RoundCAPACTest2017ProblemA.MonsterPath

Codejamon is a mobile game in which monster trainers walk around in the real world to catch monsters. You have an old smartphone with a short battery life, so you need to choose your path carefully to catch as many monsters as possible.

Suppose the Codejamon world is a rectangular grid with R rows and C columns. Rows are numbered from top to bottom, starting from 0; columns are numbered from left to right, starting from 0. You start in the cell in the R_sth row and the C_sth column. You will take a total of S unit steps; each step must be to a cell sharing an edge (not just a corner) with your current cell.

Whenever you take a step into a cell in which you have not already caught a monster, you will catch the monster in that cell with probability P if the cell has a monster attractor, or Qotherwise. If you do catch the monster in a cell, it goes away, and you cannot catch any more monsters in that cell, even on future visits. If you do not catch the monster in a cell, you may still try to catch the monster on a future visit to that cell. The starting cell is special: you have no chance of catching a monster there before taking your first step.

If you plan your path optimally before making any move, what is the maximum possible expected number of monsters that you will be able to catch?

Input

The first line of the input gives the number of test cases, T. T test cases follow.

Each test case starts with a line of five integers: R, C, R_s, C_s and S. R and C are the numbers of rows and columns in the grid; R_s and C_s
are the numbers of the row and column of your starting position, and S is the number of steps you are allowed to take.

The next line contains two decimals P and Q, where P is the probability of meeting a monster in cells with a monster attractor, and Q is the probability of meeting a monster in cells without a monster attractor. P and Q are each given to exactly four decimal places.

Each of the next R lines contains contains C space-separated characters; the j-th character of the i-th line represents the cell at row i and column j. Each element is either .(meaning there is no attractor in that cell) or A (meaning there is an attractor in that cell).

Output

For each test case, output one line containing Case #x: y, where x is the test case number (starting from 1) and y is the largest possible expected number of monsters that the player can catch in the given amount of steps.

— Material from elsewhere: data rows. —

PR #20090, opened 2021-03-24
media-video/shotcut: bump to 21.03.21

xdch47:


juippis (commented):
Please split adding and removing ebuilds into their own commits. So this should be 2 commits instead of 1.

juippis (approved):
Thanks!

PR #20095, opened 2021-03-24
sys-apps/plocate: Do not cron if systemd timer is enabled

Flowdalic:
On systems using systemd with a cron compatibility layer,
e.g. sys-process/systemd-cron, udpatedb would potentially run twice
daily: One time invoked by cron, and a another time invoked by the
systemd timer.

To avoid this, check in the cron script if the plocate-updatedb systemd timer is
enabled, and abort if so.


AnAverageHuman:
Seems reasonable, but why isn't this an issue with mlocate?

Flowdalic:
> Seems reasonable, but why isn't this an issue with mlocate?

I think nobody claimed that `mlocate` doesn't also suffer from this. ☺

I general, it is less an issue and more a waste of resources that we should try to avoid.

thesamesam:
> On 24 Mar 2021, at 15:28, Florian Schmaus ***@***.***> wrote:
> 
> 
> Seems reasonable, but why isn't this an issue with mlocate?
> 
> I think nobody claimed that mlocate doesn't also suffer from this. ☺

Sure, it’s just a natural question ;)

> 
> I general, it is less an issue and more a waste of resources that we should try to avoid.

Agreed. Fancy looking at the others too? (Not a requirement, just an interesting thought).

I wonder how many other packages suffer from this. :|

pinkflames:
The mlocate 0.26-r2 ebuild, that's keyworded as stable, does not yet install any systemd units. This does, however, appear to affect mlocate 0.26-r3.

Alessandro-Barbieri:
I don't think this is necessary.
emerge `sytemd-cron[-runparts]` (why is it default?)
`systemctl mask cron-daily-plocate.timer`

Flowdalic:
> I don't think this is necessary.

The point is that some users may want to have runparts enabled. And yes, you could tell users to manually disable the timer. But first, why require manual intervention when you could simply act accordingly at runtime (i.e., what this PR does)? And furthermore, if you have a dual-setup where /etc/cron.d *and* systemd is effective, then you usually want to use systemd's facilities, as they are far more flexible than cron.

floppym:
I don't like this. It would be better to ensure that the cron job and the systemd timer are not enabled together.

floppym:
If this gets merged, I would ask that you not hard-code the path to systemctl. Just let cron find it in PATH.

sys-apps/plocate/files/plocate.cron
```diff
@@ -1,6 +1,12 @@
 #! /bin/sh
 set -e
 
+# Do not run the cron job if plocate's systemd timer is enabled.
+if which systemctl >/dev/null 2>&1 \
+	&& systemctl is-enabled --quiet plocate-updatedb.timer; then
```
floppym, line 6: There's really no need to call `which` here. The `if` statement could be simplified to this:
```
if systemctl is-enabled --quiet plocate-updatedb.timer >/dev/null 2>&1; then
```
If the `systemctl` command is not found in PATH, the shell will treat it as status 127, and the `exit` command will not be executed.

Flowdalic:
Closed in favor of https://github.com/gentoo/gentoo/pull/20771

PR #20098, opened 2021-03-24
app text/sigil: bump v1.5.1

arthurzam:
- remove old stable version (there is still `1.4.3` stable version)
- bump to version `1.5.1`

I have waited some days, without any urgent bug report upstream, meaning we can be safe to deploy at gentoo on testing.


arthurzam:
Updated to the `v1.5.1` which was posted yesterday.

juippis (approved):

PR #20100, opened 2021-03-24
sys-block/whdd: fix obsolete github SRC_URIs

Flowdalic:


Flowdalic:
Fixed with 17ecd9e96325 ("sys-block/whdd: fix obsolete github SRC_URIs")

PR #20109, opened 2021-03-25
sys-boot/os-prober: Fix doexe warning

Peter-Levine:
**sys-boot/os-prober: Fix doexe warning** 
Fix "doexe: warning, skipping directory os-probes/mounted/x86/efi".

Signed-off-by: Peter Levine <plevine457@gmail.com>

### DIFF
--- a/sys-boot/os-prober/os-prober-1.78-r1.ebuild
+++ b/sys-boot/os-prober/os-prober-1.78-r1.ebuild
@@ -1,0 +1,94 @@
+# Copyright 1999-2021 Gentoo Authors
+# Distributed under the terms of the GNU General Public License v2
+
+EAPI=7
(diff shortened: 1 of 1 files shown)


benkohler:
Your commit to silence the doexe warnings seems to have stopped installing /lib/linux-boot-probes/mounted/{40grub,50lilo}

benkohler:
I see, your new loop logic doesn't touch linux-boot-probes at all.  I think this patch can be simplified a bit, I like the for loop but I don't see any reason to replace `if [[ -d ${dir}/${debarch} ]]; then` with `if [[ -d os-probes/mounted/${debarch} ]]; then`

Peter-Levine:
@benkohler
OK.  This should work.

PR #20111, opened 2021-03-25
net-voip/sipvicious: Version 0.3.3

jkroonza:


juippis (commented):
```
 *
 *   /usr/man
 *
 * QA Notice: This ebuild installs into the following deprecated directories:
 *
 *   usr/man
```
We use `/usr/share/man/`. As always, rest looks good :P

net-voip/sipvicious/sipvicious-0.3.3.ebuild
```diff
@@ -0,0 +1,31 @@
...
+
+REQUIRED_USE="${PYTHON_REQUIRED_USE}"
+
+RDEPEND="$(python_gen_cond_dep '
+		dev-python/dnspython[${PYTHON_USEDEP}]
+		dev-python/reportlab[${PYTHON_USEDEP}]
+	')"
+
+src_prepare()
+{
```
thesamesam, line 28: Oi!

PR #20116, opened 2021-03-25
dev-db/mydumper: bump to 0.10.3

hydrapolic:
Tested on ~amd64.


dev-db/mydumper/mydumper-0.10.3.ebuild
```diff
@@ -0,0 +1,44 @@
...
+IUSE="doc"
+
+COMMON_DEPEND="dev-db/mysql-connector-c:=
+	dev-libs/glib:=
+	dev-libs/libpcre:=
+	dev-libs/openssl:0=
+	sys-libs/zlib:="
+DEPEND="${COMMON_DEPEND}
+	virtual/pkgconfig
+	doc? ( dev-python/sphinx )"
```
scardracs, line 23: You have actually set a python program without provide PYTHON_COMPAT=( python3_{7..9} ) and ${PYTHON_DEPS}

scardracs: Also, IIRC, you have to inherit python-any-r1 to, but probably @thesamesam or @juippis will know better than me

dev-db/mydumper/mydumper-0.10.3.ebuild
```diff
@@ -0,0 +1,44 @@
+# Copyright 1999-2021 Gentoo Authors
+# Distributed under the terms of the GNU General Public License v2
+
+EAPI=7
+
+inherit cmake-utils
```
juippis, line 6: Switch to *cmake.eclass* already good man :)

dev-db/mydumper/mydumper-0.10.3.ebuild
```diff
@@ -0,0 +1,44 @@
...
+
+COMMON_DEPEND="dev-db/mysql-connector-c:=
+	dev-libs/glib:=
+	dev-libs/libpcre:=
+	dev-libs/openssl:0=
+	sys-libs/zlib:="
+DEPEND="${COMMON_DEPEND}
+	virtual/pkgconfig
+	doc? ( dev-python/sphinx )"
+RDEPEND="${COMMON_DEPEND}"
```
juippis, line 24: It doesn't look like you actually need `COMMON_DEPEND`.

dev-db/mydumper/mydumper-0.10.3.ebuild
juippis, line 23: These are `BDEPEND`.

juippis: No it's fine, if you don't have a BDEPEND-executable sphinx, you've got bigger problems in your system.

dev-db/mydumper/mydumper-0.10.3.ebuild
```diff
@@ -0,0 +1,44 @@
...
+DESCRIPTION="A high-performance multi-threaded backup (and restore) toolset for MySQL"
+HOMEPAGE="https://github.com/maxbube/mydumper"
+SRC_URI="https://github.com/maxbube/${PN}/archive/v${PV}.tar.gz -> ${P}.tar.gz"
+LICENSE="GPL-3"
+SLOT="0"
+KEYWORDS="~amd64 ~x86"
+IUSE="doc"
+
+COMMON_DEPEND="dev-db/mysql-connector-c:=
+	dev-libs/glib:=
```
juippis, line 17: `:2=`

dev-db/mydumper/mydumper-0.10.3.ebuild
```diff
@@ -0,0 +1,44 @@
...
+	doc? ( dev-python/sphinx )"
+RDEPEND="${COMMON_DEPEND}"
+
+PATCHES=(
+	"${FILESDIR}/${PN}-atomic.patch" #654314
+)
+
+src_prepare() {
+	# respect user cflags; do not expand ${CMAKE_C_FLAGS} (!)
+	sed -i -e 's:-Werror -O3 -g:${CMAKE_C_FLAGS}:' CMakeLists.txt || die
```
juippis, line 32: This is error-prone, https://bugs.gentoo.org/685160

dev-db/mydumper/mydumper-0.10.3.ebuild
Whissi: Can we talk about this? This is Gentoo, a rolling distribution. We should only set upper bounds when know for sure it will not work with whatever comes next. But pinning to a slot when this cannot be known yet is against the idea of a rolling distribution. Not?

scardracs:
@hydrapolic you may want to read comments made my @juippis and fix them

dev-db/mydumper/mydumper-0.10.3.ebuild
thesamesam: To an extent, although you're going to have to add the machinery if you ever need a custom theme. Sphinx itself should be okay though, I suppose.

dev-db/mydumper/mydumper-0.10.3.ebuild
```diff
@@ -0,0 +1,44 @@
...
+SLOT="0"
+KEYWORDS="~amd64 ~x86"
+IUSE="doc"
+
+COMMON_DEPEND="dev-db/mysql-connector-c:=
+	dev-libs/glib:=
+	dev-libs/libpcre:=
+	dev-libs/openssl:0=
+	sys-libs/zlib:="
+DEPEND="${COMMON_DEPEND}
```
thesamesam, line 21: BDEPEND and so on

dev-db/mydumper/mydumper-0.10.3.ebuild
```diff
@@ -0,0 +1,44 @@
...
+
+EAPI=7
+
+inherit cmake-utils
+
+DESCRIPTION="A high-performance multi-threaded backup (and restore) toolset for MySQL"
+HOMEPAGE="https://github.com/maxbube/mydumper"
+SRC_URI="https://github.com/maxbube/${PN}/archive/v${PV}.tar.gz -> ${P}.tar.gz"
+LICENSE="GPL-3"
+SLOT="0"
```
thesamesam, line 12: new line after SRC_URI

hydrapolic:
Thanks @juippis @thesamesam @Whissi @scardracs for the input, pushed an update.

juippis (approved):

hydrapolic:
Thanks @juippis for the merge.

PR #20117, opened 2021-03-25
net-im/telegram-desktop: Take maintainership and version bump

mid-kid:
Also bumped the depended libraries


gyakovlev:
didn't upstream got rid of pulse/alsa distinction and handle sound via openal only?
I was not following development closely lately.

media-libs/tg_owt/metadata.xml
```diff
@@ -1,5 +1,8 @@
 <?xml version="1.0" encoding="UTF-8"?>
 <!DOCTYPE pkgmetadata SYSTEM "http://www.gentoo.org/dtd/metadata.dtd">
 <pkgmetadata>
-	<!-- maintainer-needed -->
+	<maintainer type="person">
+		<email>esteve.varela@gmail.com</email>
+		<name>Esteve Varela Colominas</name>
+	</maintainer>
```
gyakovlev, line 7: you cannot be only maintainer listed. you need proxy-maint added as well.
also you need `proxied="yes""` attribute for yourself.

look at `app-arch/lzma/metadata.xml` for an example how to do it.

mid-kid:
@gyakovlev 
Yes, but the latest tg_owt currently doesn't work (waiting on https://github.com/desktop-app/tg_owt/pull/57 to be merged), and the version used still requests them. Also libtgvoip still depends on them, and I'm not sure if it's safe to build that without them (I'll probably add USE flags for them once tg_owt is free of them).

media-libs/tg_owt/tg_owt-0_pre20210309.ebuild
```diff
@@ -0,0 +1,76 @@
+# Copyright 2020 Gentoo Authors
+# Distributed under the terms of the GNU General Public License v2
+
+EAPI=7
+
+inherit cmake
+
+TG_OWT_COMMIT="7f965710b93c4dadd7e6f1ac739e708694df7929"
+LIBVPX_COMMIT="5b63f0f821e94f8072eb483014cfc33b05978bb9"
+LIBYUV_COMMIT="ad890067f661dc747a975bc55ba3767fe30d4452"
```
gyakovlev, line 10: bundling is really bad and one of the reasons I've stepped down as maintainer.

I see you've started unbundling work in https://github.com/desktop-app/tg_owt/pull/55
We can make an exception this time, because tg needs a bump pretty urgently, but I really hope your patch gets merged and we could use system versions of libuv, libvpx and openh264.

gyakovlev (commented):
looks good on first glance, I'll do some testing as time permits (probably on weekend) and provide more feedback.

media-libs/tg_owt/tg_owt-0_pre20210309.ebuild
gyakovlev: I'm less concerned about other libs, like abseil, video/media stuff is a priority due to CPU flag situation and lack of handling it upstream.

y will be considered correct if y is within an absolute or relative error of 10^-6 of the correct answer. See the FAQ for an explanation of what that means, and what formats of real numbers we accept.

Limits

1 ≤ T ≤ 100.
0 ≤ R_s < R.
0 ≤ C_s < C.
0 ≤ Q < P ≤ 1.

Small dataset

1 ≤ R ≤ 10.
1 ≤ C ≤ 10.
0 ≤ S ≤ 5.

Large dataset

1 ≤ R ≤ 20.
1 ≤ C ≤ 20.
0 ≤ S ≤ 9.

Sample

2
4 4 0 0 5
0.8000 0.2000
. . . .
. . . .
. . A .
. A . A
10 10 9 1 4
0.6121 0.1000
. . A A . . . . . .
A . . . . . . . . .
. . A . . . . A . .
. . . A A . . . . .
. A A A . . . . . A
A . A A . . . . A .
. A . . . . . A . .
. . . . A A . . . .
. . A . . . A . . A
. . . . A . . A . .

Case #1: 1.6000000
Case #2: 1.0495336

In Case #1, one of the best paths is (0,0)->(0,1)->(0,2)->(1,2)->(2,2)->(2,3). On this path, the expected number of monsters that you will catch is 0.2 + 0.2 + 0.2 + 0.8 + 0.2 = 1.6. Remember that there is no chance of catching a monster before taking your first step, which is why there are five probabilities in the calculation, not six.

In Case #2, one of the best paths is (9,1)->(9,2)->(8,2)->(8,3)->(8,2). On this path, the expected number of monsters that you will catch is 0.1 + 0.6121 + 0.1 + 0.23743359 = 1.04953359. Since we accept results within an absolute or relative error of 10^-6 of the correct answer (1.04953359), 1.0495336 is accepted.